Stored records

PR #2831, opened 2026-05-19
Trust self-issued tokens on secured APIs when a trusted issuer is configured

### LINKED ISSUE #2830: client_credentials tokens issued by Thunder are rejected by its own secured APIs when a trusted issuer is configured
### Description

When `server.security.trusted_issuer` is configured, Thunder's protected-API security middleware verifies incoming bearer tokens **exclusively** against the external trusted issuer's JWKS and refuses to validate tokens that Thunder itself signed.

As a result, in a federated deployment **any token Thunder issues for itself is rejected by Thunder's own secured APIs**, including:

- access tokens obtained via the `client_credentials` grant (machine-to-machine / service apps), and
- the internal system/admin tokens used for bootstrap and auto-provisioning.

This makes it impossible for an application using `client_credentials` to call the instance's own secured APIs once a trusted issuer is enabled. The token endpoint still issues these tokens and `/oauth2/introspect` still considers them valid, but the API gate rejects them — an internally inconsistent state.

Root cause: `backend/internal/system/security/jwt_authenticator.go` `Authenticate()` branches on `TrustedIssuer.IsConfigured()` with a mutually exclusive `if/else`. When a trusted issuer is configured, only `verifyFederatedToken()` runs; the local-key verification path is unreachable, and a self-issued token is rejected at the `iss != trustedIssuer.Issuer` comparison before signature/audience are ever checked.

The correct model: an API gateway should trust a set of issuers. Thunder must always trust tokens it signed itself; an external trusted issuer should be **additive**, not a replacement.

### Steps to Reproduce

1. Configure a trusted issuer in `deployment.yaml`:
   ```yaml
   server:
     security:
       trusted_issuer:
         issuer: "https://external-idp.example.com"
         jwks_url: "https://external-idp.example.com/oauth2/jwks"
         audience: "FEDERATED_CONSOLE"
   ```
2. Start Thunder and register an application with the `client_credentials` grant, authorized for a `system` permission.
3. Obtain a token: `POST /oauth2/token` with `grant_type=client_credentials`. The token is issued successfully with `iss` = Thunder's own issuer.
4. Call any secured API with that token, e.g. `GET /applications` with `Authorization: Bearer <token>`.
5. **Observed:** `401 Unauthorized` (`AUTH-4010`). The same happens for the admin/system token, so the Console and auto-provisioning are also broken under federation.
6. **Expected:** The token Thunder issued for its own client is accepted (subject only to normal scope/permission authorization); tokens from the external trusted issuer continue to be accepted; unknown issuers are still rejected.

### Version

`main` @ commit `1886efb02` (also present on current `main`).

- OS: macOS (reproducible on Linux; OS-independent — logic defect)
- Database: SQLite (default `deployment.yaml`); not DB-specific
- Go: backend toolchain per `go.mod`
- Affects: any deployment with `server.security.trusted_issuer` set (federated console / cloud).

RushanNanayakkara:
### Purpose

Fixes the limitation where **tokens Thunder issues for itself are rejected by Thunder's own secured APIs when `server.security.trusted_issuer` is configured**. In a federated deployment this broke every `client_credentials` (machine-to-machine) caller, as well as the admin/system tokens used by the Console and by bootstrap/auto-provisioning.

Root cause: `jwtAuthenticator.Authenticate()` branched on `TrustedIssuer.IsConfigured()` with a mutually exclusive `if/else`. With a trusted issuer set, only federated (JWKS) verification ran and the local-key path was unreachable, so a self-issued token failed at the `iss != trustedIssuer.Issuer` check before signature/audience were ever evaluated. The token endpoint still minted these tokens and `/oauth2/introspect` still accepted them — only the API gate rejected them.

### Approach

Verification is now **routed by the token's `iss` claim against an explicit allowlist of accepted issuers**:

- `iss` matches the configured trusted issuer (when set) → verify against its JWKS (existing `verifyFederatedToken`, unchanged).
- `iss` matches this server's own JWT issuer (`jwt.issuer`, which defaults to the server's public URL) → verify with the server's signing key.
- Any other / unreadable `iss` → reject (no verifier invoked).

A configured trusted issuer is **additive, not a replacement**: this server keeps accepting the tokens it issues for itself (e.g. `client_credentials`, system/admin) alongside tokens from the configured trusted issuer. There is **no cross-issuer fallback** — a token routed to one verifier is never retried with the other, so spoofing `iss` gains nothing (the signature must still verify against that issuer's key material). This restores consistency with `/oauth2/introspect` and the token service, which already validate self-issued tokens.

The design follows the OAuth/JWT best practice of issuer allowlisting:
- [RFC 8725 §3.1 (JWT BCP)](https://datatracker.ietf.org/doc/html/rfc8725#section-3.1): *"Always validate the issuer of a JWT and accept it only from trusted issuers."*
- [RFC 9068 §4 (JWT Access Tokens)](https://datatracker.ietf.org/doc/html/rfc9068#section-4): the resource server validates `iss` against a configured allowlist and uses it to select the verifier when multiple authorization servers are accepted.

Security note: this changes a previously intentional, unit-tested "exclusive federation" behavior. That contract (`TestAuthenticate_FederatedTokenFailure`) has been deliberately re-encoded to the new model — a token claiming the trusted issuer that fails JWKS is still rejected with **no fallback to local verification** (asserted explicitly), and a token whose `iss` is outside the allowlist is rejected before any verifier is invoked (`TestAuthenticate_UnknownIssuerUnderFederation`). The change only *adds* acceptance of tokens this server itself signed; no existing configuration changes behavior for external/unknown tokens, and no API or config surface changes.

Verified end-to-end on a real local instance with `trusted_issuer` configured (identical config + seeded data, only the code differing):

| Check (trusted_issuer ON) | Before | After |
| --- | --- | --- |
| self-issued admin token (authorization_code + PKCE, the Console's own flow) → `GET /applications` | 401 | 200 |
| `client_credentials` self-issued token → secured API | 401 | 200 |
| no token / unknown issuer / token spoofing the trusted issuer | 401 | 401 (unchanged) |

Verification was performed by driving Thunder's real OAuth2 endpoints (the same `authorization_code` + PKCE + native authentication flow the Console uses to obtain its token, and the `client_credentials` grant) against a running instance with `trusted_issuer` configured. The Console's user-facing breakage under federation is a direct consequence of that self-issued token being rejected; accepting it (200) is what restores the Console and auto-provisioning.

### Related Issues

- Fixes #2830

### Checklist

    - [x] Unit Tests
    - [ ] Integration Tests

Notes: Documentation updated in `docs/content/guides/guides/trusted-issuer.mdx` (new "Self-Issued Tokens" subsection) and `docs/content/guides/getting-started/configuration.mdx` (operator note on additive behavior); changed regions validated locally with Vale (zero warnings on changed lines). No new integration tests added; the behavior is covered by unit tests in `jwt_authenticator_test.go` (self-issued token accepted under federation, unknown issuer rejected, federated failure with no local fallback) and verified manually end-to-end. Not a breaking change: existing configurations keep working and the change is strictly additive for accepted issuers.

### Security checks

### DIFF
--- a/backend/internal/system/security/jwt_authenticator.go
+++ b/backend/internal/system/security/jwt_authenticator.go
@@ -60,18 +60,11 @@ func (h *jwtAuthenticator) Authenticate(r *http.Request) (*SecurityContext, erro
 		return nil, errInvalidToken
 	}
 
-	// Step 2: Verify JWT.
-	// If a trusted issuer is configured, the server delegates token issuance to it
-	// and verifies tokens exclusively against its JWKS. Otherwise, verify with the
-	// server's own signing key.
-	if config.GetServerRuntime().Config.Server.SecurityConfig.TrustedIssuer.IsConfigured() {
-		if !h.verifyFederatedToken(token) {
-			return nil, errInvalidToken
-		}
-	} else {
-		if err := h.jwtService.VerifyJWT(token, "", ""); err != nil {
-			return nil, errInvalidToken
-		}
+	// Step 2: Verify the JWT, routing on its issuer. Tokens this server issued
+	// are verified with its own signing key; Additionally when a trusted issuer is
+	// configured, tokens from that issuer are verified against its JWKS.
+	if err := h.verifyToken(token); err != nil {
+		return nil, err
 	}
 
 	// Step 3: Decode JWT payload to extract attributes
@@ -93,6 +86,29 @@ func (h *jwtAuthenticator) Authenticate(r *http.Request) (*SecurityContext, erro
 
 	// Create immutable SecurityContext
 	return newSecurityContext(subject, ouID, token, scopes, attributes), nil
+}
+
+// verifyToken verifies the bearer token by routing on its iss claim against
+// an explicit allowlist of accepted issuers. Tokens from the configured
+// trusted issuer (when set) are verified against its JWKS. Tokens whose iss
+// matches this server's own JWT issuer are verified with the local signing
+// key. Any other iss is rejected. There is no cross-issuer fallback.
+func (h *jwtAuthenticator) verifyToken(token string) error {
+	trustedIssuer := config.GetServerRuntime().Config.Server.SecurityConfig.TrustedIssuer
+	iss := extractIssuer(token)
+	switch {
+	case trustedIssuer.IsConfigured() && iss == trustedIssuer.Issuer:
+		if !h.verifyFederatedToken(token) {
+			return errInvalidToken
+		}
+	case iss == config.GetServerRuntime().Config.JWT.Issuer:
+		if err := h.jwtService.VerifyJWT(token, "", ""); err != nil {
+			return errInvalidToken
+		}
+	default:
+		return errInvalidToken
+	}
+	return nil
 }
 
 // verifyFederatedToken checks if the token is from a trusted external issuer and verifies it via JWKS.
@@ -142,6 +158,17 @@ func extractToken(authHeader string) (string, error) {
 	}
 	token := strings.TrimSpace(utils.TrimPrefixFold(authHeader, constants.AuthSchemeBearer))
 	return token, nil
+}
+
+// extractIssuer returns the iss claim of the token, or an empty string if the
+// token payload cannot be decoded or carries no string iss claim.
+func extractIssuer(token string) string {
+	attributes, err := jwt.DecodeJWTPayload(token)
+	if err != nil {
+		return ""
+	}
+	iss, _ := attributes["iss"].(string)
+	return iss
 }
 
 // extractScopes extracts permissions from JWT claims.
--- a/backend/internal/system/security/jwt_authenticator_test.go
+++ b/backend/internal/system/security/jwt_authenticator_test.go
@@ -459,6 +459,7 @@ const (
 	testFederatedJWKSURL     = "https://external-auth:8090/oauth2/jwks"
 	testFederatedAudience    = "FEDERATED_CONSOLE"
 	testResourceServerAudURL = "https://resource-server:9443"
+	testLocalIssuer          = "https://localhost:8090"
 )
 
 // buildFakeJWT creates a fake JWT string with the given header and payload claims.
@@ -746,9 +747,10 @@ func (suite *JWTAuthenticatorTestSuite) TestVerifyFederatedToken_InvalidPayload(
 }
 
 func (suite *JWTAuthenticatorTestSuite) TestAuthenticate_FederatedTokenFailure() {
-	// When the trusted issuer is configured and federated verification fails
-	// (here, JWKS verification returns an error), Authenticate must reject the
-	// request with errInvalidToken and must NOT fall back to local-key verification.
+	// A token whose issuer is the trusted issuer is routed to federated
+	// verification. When that fails (here, JWKS verification returns an error),
+	// Authenticate must reject the request with errInvalidToken and must NOT
+	// fall back to local-key verification (no cross-issuer fallback).
 	config.ResetServerRuntime()
 	defer config.ResetServerRuntime()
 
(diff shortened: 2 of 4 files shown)


backend/internal/system/security/jwt_authenticator.go
```diff
@@ -60,18 +60,11 @@ func (h *jwtAuthenticator) Authenticate(r *http.Request) (*SecurityContext, erro
...
-		}
-	} else {
-		if err := h.jwtService.VerifyJWT(token, "", ""); err != nil {
-			return nil, errInvalidToken
-		}
+	// Step 2: Verify the JWT, routing on its issuer. Tokens this server issued
+	// are verified with its own signing key; when a trusted issuer is
+	// configured, tokens from that issuer are verified against its JWKS.
+	if err := h.verifyToken(token); err != nil {
+		return nil, err
```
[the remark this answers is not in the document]
RushanNanayakkara: addressed

backend/internal/system/security/jwt_authenticator.go
```diff
@@ -60,18 +60,11 @@ func (h *jwtAuthenticator) Authenticate(r *http.Request) (*SecurityContext, erro
...
-	if config.GetServerRuntime().Config.Server.SecurityConfig.TrustedIssuer.IsConfigured() {
-		if !h.verifyFederatedToken(token) {
-			return nil, errInvalidToken
-		}
-	} else {
-		if err := h.jwtService.VerifyJWT(token, "", ""); err != nil {
-			return nil, errInvalidToken
-		}
+	// Step 2: Verify the JWT, routing on its issuer. Tokens this server issued
+	// are verified with its own signing key; when a trusted issuer is
```
senthalan:
```suggestion
	// are verified with its own signing key; Additionally when a trusted issuer is
```

We should indicate that trusted issuer is additional to the own keys

backend/internal/system/security/jwt_authenticator.go
```diff
@@ -95,6 +88,36 @@ func (h *jwtAuthenticator) Authenticate(r *http.Request) (*SecurityContext, erro
 	return newSecurityContext(subject, ouID, token, scopes, attributes), nil
 }
 
+// verifyToken verifies the bearer token, routing on its issuer claim. Tokens
+// issued by this server (iss equals the configured JWT issuer) are verified
+// with the server's own signing key. When a trusted issuer is configured,
+// tokens carrying that issuer are verified against its JWKS. A token whose
+// issuer matches neither is rejected. There is no cross-issuer fallback: a
+// token routed to one verifier is never retried with the other.
```
senthalan: What is this cross-issuer fallback? do we need this comment

backend/internal/system/security/jwt_authenticator.go
```diff
@@ -95,6 +88,36 @@ func (h *jwtAuthenticator) Authenticate(r *http.Request) (*SecurityContext, erro
...
+func (h *jwtAuthenticator) verifyToken(token string) error {
+	trustedIssuer := config.GetServerRuntime().Config.Server.SecurityConfig.TrustedIssuer
+	if !trustedIssuer.IsConfigured() {
+		if err := h.jwtService.VerifyJWT(token, "", ""); err != nil {
+			return errInvalidToken
+		}
+		return nil
+	}
```
senthalan: Do we need this check? verifyFederatedToken already have the `!trustedIssuer.IsConfigured()` this check to return

RushanNanayakkara: The idea was to process the tokens without iss values first so it doesn't fail at the switch. But there's a cleaner implementation for that. Updated the code.

backend/internal/system/security/jwt_authenticator.go
RushanNanayakkara: It implies that a token is never verify -> fail -> and then verify with other issuer. Not necessary to have here. Removed.

backend/internal/system/security/jwt_authenticator.go
RushanNanayakkara: Updated

backend/internal/system/security/jwt_authenticator.go
RushanNanayakkara: As per OAuth 2.0 spec the issuer should be mandatory. This was not the behaviour we had. Made the change to align with spec. 
New behaviour : issuer is mandatory. If matched with trusted issuer then validated with JWKS, otherwise validated locally.

senthalan (approved):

— Assigned task —
What you should output is every line of the records above, from the first through the line containing "### Description", unchanged.

— Written reply —
PR #2831, opened 2026-05-19
Trust self-issued tokens on secured APIs when a trusted issuer is configured

### LINKED ISSUE #2830: client_credentials tokens issued by Thunder are rejected by its own secured APIs when a trusted issuer is configured
### Description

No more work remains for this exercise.